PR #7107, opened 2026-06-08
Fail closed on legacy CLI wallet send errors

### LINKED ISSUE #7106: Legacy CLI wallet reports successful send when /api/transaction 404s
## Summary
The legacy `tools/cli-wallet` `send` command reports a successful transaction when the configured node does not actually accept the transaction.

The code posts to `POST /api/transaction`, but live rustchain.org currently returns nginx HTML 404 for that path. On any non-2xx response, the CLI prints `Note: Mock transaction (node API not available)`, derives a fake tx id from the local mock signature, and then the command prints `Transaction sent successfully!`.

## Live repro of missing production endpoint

▶ WHAT IS NEEDED
Beginning with the first line of the listing above, print each line exactly until you have printed the line that contains "accept the transaction.".

▶ OUTPUT OF THE TASK
PR #7107, opened 2026-06-08
Fail closed on legacy CLI wallet send errors

### LINKED ISSUE #7106: Legacy CLI wallet reports successful send when /api/transaction 404s
## Summary
The legacy `tools/cli-wallet` `send` command reports a successful transaction when the configured node does not actually accept the transaction.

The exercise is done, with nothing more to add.